*Required work*
From the entries below, gather each line containing the word "renderRemoveButton".

[Stored data entries]
----------
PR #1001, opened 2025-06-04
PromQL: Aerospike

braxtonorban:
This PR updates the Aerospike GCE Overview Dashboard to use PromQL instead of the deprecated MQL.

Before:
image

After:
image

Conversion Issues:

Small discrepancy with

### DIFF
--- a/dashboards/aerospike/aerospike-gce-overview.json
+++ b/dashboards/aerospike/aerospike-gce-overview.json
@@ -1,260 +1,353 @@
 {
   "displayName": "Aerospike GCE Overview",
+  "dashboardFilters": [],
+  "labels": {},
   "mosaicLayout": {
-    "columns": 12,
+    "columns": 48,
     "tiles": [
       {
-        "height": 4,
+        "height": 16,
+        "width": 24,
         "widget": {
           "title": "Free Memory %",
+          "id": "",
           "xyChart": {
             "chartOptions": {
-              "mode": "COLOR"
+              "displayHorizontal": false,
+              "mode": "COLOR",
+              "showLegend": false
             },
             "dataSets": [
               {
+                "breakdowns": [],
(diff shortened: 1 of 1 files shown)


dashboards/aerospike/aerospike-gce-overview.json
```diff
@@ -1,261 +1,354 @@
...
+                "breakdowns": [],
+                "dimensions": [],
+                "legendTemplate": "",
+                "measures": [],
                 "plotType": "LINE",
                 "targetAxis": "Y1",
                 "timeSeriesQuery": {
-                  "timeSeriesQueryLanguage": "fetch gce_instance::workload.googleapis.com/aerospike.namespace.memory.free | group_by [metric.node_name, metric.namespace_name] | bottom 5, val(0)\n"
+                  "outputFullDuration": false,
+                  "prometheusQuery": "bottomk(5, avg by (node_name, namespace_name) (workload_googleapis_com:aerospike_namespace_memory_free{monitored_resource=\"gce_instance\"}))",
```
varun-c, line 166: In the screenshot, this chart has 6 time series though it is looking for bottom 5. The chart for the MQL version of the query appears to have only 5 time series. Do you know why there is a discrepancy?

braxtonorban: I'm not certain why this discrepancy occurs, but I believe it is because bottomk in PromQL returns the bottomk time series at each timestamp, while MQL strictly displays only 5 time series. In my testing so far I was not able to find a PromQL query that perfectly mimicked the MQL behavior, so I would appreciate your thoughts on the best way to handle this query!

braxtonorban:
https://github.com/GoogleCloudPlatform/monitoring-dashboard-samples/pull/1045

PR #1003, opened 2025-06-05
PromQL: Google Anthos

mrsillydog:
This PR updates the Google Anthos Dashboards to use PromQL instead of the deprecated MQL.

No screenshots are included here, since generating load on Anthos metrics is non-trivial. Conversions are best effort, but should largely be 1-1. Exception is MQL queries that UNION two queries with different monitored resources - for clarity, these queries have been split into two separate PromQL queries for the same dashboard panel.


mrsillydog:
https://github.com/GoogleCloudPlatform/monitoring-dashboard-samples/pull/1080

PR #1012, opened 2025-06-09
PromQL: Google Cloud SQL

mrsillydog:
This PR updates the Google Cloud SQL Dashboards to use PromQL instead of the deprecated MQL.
----------
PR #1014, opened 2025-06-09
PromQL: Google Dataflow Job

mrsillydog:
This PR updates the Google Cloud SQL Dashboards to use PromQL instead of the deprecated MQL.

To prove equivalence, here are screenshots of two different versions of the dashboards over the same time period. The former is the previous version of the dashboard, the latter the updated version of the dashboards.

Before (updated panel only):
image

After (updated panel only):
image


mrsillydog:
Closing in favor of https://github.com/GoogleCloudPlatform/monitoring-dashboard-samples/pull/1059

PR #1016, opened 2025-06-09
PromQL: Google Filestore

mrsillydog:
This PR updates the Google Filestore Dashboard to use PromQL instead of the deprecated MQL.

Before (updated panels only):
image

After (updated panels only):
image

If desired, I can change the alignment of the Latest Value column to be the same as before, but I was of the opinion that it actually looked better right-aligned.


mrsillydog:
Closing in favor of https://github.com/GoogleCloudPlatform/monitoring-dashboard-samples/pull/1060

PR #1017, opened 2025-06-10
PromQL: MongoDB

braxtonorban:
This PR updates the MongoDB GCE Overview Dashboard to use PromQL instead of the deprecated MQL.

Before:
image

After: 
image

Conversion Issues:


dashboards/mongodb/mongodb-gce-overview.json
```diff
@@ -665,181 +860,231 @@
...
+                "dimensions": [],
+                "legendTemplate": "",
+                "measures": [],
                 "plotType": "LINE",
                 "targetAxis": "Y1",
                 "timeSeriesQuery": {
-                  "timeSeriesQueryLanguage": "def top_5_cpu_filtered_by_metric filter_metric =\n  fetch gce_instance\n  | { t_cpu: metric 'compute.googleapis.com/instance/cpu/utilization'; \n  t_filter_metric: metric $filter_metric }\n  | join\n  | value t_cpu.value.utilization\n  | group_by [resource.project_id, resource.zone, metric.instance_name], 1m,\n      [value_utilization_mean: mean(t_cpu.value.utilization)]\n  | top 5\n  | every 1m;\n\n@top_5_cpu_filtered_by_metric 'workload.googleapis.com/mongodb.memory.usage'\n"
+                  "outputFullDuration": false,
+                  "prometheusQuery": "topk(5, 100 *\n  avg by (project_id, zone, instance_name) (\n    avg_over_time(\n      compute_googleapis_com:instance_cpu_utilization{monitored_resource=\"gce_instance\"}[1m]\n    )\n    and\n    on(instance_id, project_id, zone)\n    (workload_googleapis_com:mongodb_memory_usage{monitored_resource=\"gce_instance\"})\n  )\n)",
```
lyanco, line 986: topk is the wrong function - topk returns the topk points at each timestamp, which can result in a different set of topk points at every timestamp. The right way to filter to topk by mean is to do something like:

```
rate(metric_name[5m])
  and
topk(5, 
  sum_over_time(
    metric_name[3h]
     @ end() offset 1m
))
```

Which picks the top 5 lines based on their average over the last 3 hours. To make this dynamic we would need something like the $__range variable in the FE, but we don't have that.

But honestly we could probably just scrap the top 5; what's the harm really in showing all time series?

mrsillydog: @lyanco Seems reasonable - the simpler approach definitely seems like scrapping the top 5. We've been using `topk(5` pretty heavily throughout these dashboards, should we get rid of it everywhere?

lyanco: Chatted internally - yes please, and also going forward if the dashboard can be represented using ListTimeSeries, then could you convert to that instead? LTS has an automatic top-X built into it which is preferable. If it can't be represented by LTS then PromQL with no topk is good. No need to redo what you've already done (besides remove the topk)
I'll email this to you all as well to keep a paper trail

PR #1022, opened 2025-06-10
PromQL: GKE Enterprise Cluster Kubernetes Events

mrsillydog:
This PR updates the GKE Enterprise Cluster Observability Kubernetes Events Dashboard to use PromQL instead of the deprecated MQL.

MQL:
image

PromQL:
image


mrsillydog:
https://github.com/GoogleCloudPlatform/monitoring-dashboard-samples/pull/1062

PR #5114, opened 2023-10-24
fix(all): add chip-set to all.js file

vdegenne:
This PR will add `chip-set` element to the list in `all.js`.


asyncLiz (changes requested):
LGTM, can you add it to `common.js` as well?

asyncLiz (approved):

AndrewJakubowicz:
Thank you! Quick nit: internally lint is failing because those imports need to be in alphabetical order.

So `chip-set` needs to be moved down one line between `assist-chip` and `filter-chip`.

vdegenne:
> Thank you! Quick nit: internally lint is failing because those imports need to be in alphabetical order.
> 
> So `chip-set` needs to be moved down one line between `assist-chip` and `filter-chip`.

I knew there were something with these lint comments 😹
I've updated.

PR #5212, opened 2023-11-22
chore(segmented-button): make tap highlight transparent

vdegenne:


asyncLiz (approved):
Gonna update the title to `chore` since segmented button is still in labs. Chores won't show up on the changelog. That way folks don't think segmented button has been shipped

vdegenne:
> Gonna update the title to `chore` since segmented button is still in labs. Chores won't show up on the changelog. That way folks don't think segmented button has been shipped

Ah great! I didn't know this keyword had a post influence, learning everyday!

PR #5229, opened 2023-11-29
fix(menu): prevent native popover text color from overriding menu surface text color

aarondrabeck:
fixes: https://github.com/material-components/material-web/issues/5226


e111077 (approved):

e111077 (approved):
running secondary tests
----------
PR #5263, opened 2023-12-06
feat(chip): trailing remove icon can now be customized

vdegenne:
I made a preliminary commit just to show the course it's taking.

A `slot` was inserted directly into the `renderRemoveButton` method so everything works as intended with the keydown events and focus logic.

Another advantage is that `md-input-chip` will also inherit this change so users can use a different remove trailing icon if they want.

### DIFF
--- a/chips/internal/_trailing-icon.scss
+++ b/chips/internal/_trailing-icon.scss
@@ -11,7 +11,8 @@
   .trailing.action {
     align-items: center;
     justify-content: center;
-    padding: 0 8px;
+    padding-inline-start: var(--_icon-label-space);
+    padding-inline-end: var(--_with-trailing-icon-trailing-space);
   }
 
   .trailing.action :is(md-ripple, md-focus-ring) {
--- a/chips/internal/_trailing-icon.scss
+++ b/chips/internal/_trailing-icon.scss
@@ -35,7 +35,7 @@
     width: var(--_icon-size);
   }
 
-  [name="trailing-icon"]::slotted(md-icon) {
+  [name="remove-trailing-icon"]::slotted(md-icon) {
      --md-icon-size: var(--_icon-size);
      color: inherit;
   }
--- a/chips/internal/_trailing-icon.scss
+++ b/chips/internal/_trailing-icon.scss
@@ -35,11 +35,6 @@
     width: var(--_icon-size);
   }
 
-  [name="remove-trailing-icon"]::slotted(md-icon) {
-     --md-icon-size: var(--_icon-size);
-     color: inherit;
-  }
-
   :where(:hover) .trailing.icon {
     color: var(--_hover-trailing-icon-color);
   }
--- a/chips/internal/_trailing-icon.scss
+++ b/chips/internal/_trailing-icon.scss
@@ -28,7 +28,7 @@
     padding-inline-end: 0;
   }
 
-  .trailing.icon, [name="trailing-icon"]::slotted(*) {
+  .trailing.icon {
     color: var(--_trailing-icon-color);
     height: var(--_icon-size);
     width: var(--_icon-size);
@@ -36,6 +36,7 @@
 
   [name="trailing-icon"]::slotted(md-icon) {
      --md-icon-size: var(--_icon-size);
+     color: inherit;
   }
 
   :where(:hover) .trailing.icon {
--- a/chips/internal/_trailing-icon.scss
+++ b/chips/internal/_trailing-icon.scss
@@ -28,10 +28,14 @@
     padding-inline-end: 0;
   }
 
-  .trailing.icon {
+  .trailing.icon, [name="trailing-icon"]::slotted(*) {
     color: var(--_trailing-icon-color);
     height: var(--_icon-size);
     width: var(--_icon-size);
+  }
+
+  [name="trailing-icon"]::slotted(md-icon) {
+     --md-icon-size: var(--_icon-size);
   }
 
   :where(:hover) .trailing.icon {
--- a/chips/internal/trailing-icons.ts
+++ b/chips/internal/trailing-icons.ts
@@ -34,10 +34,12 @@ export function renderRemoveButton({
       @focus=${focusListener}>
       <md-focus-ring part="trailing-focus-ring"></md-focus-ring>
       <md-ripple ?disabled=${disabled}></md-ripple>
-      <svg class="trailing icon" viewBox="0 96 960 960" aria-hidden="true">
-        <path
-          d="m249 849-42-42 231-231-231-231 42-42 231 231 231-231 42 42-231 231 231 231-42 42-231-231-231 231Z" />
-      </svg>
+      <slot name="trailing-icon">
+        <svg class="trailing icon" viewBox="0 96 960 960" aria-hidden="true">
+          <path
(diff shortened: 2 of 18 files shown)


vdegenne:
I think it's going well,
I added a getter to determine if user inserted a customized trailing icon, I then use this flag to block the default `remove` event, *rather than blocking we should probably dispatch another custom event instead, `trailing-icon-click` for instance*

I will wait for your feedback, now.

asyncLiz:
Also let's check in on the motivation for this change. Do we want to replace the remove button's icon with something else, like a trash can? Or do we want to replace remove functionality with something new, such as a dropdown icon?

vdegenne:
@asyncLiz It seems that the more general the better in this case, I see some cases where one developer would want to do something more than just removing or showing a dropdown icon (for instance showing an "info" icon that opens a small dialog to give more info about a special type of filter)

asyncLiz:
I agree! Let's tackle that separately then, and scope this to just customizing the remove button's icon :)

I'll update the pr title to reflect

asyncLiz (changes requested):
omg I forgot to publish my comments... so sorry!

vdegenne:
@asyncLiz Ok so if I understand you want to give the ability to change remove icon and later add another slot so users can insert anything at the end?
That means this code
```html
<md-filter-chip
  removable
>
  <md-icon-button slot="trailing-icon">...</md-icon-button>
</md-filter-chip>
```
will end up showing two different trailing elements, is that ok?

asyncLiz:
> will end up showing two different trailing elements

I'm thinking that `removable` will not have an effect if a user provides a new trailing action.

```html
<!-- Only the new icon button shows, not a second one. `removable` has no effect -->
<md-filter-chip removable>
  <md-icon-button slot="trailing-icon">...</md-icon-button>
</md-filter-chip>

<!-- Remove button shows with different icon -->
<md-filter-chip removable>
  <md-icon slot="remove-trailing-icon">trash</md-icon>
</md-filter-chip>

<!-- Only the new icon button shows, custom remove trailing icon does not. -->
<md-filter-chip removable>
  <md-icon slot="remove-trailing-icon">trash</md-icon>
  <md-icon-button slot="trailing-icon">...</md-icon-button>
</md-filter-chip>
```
----------
*Task answer*
A `slot` was inserted directly into the `renderRemoveButton` method so everything works as intended with the keydown events and focus logic.
@@ -34,10 +34,12 @@ export function renderRemoveButton({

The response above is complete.